Earth's spin has slowed, but we still may need a negative leap second

Startrails
© Nick Fitzhardinge/Getty Images
Startrails over Alberta, Canada as Earth spins at night
After speeding up during 2020, Earth's rotation has settled down. But timekeepers say we still may need a "negative leap second" in the next decade.

On average, each Earth day contains 86,400 seconds. But Earth's rotation isn't perfect; it varies slightly all the time depending on the movement of the core, oceans and atmosphere. Universal Coordinated Time (UTC), the official international timekeeping method, is based on the atomic clock, which measures time by the movement of electrons in atoms that have been cooled to absolute zero. Atomic clocks are precise and invariable.

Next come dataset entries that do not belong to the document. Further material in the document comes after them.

PR #9512, opened 2019-11-22
Change 'chats' to 'chat'

rachelhamlin:
- Uncapitalizing "Public Chats" on empty chat screen
- Changing "Chats" to "Chat" in bottom nav


flexsurfer:
will be addressed here https://github.com/status-im/status-react/pull/9499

So when Earth's rotation and the atomic clocks don't quite sync up, something has to give. When astronomical time, based on Earth's rotation, deviates from UTC by more than 0.4 seconds, UTC gets an adjustment in the form of a "leap second." Sometimes leap seconds are added, as last happened on New Year's Eve 2016, when a second was added at 23 hours, 59 minutes and 59 seconds of Dec. 31. Scientists have added a leap second about every 18 months on average since 1972, according to the National Institute of Standards and Technology (NIST).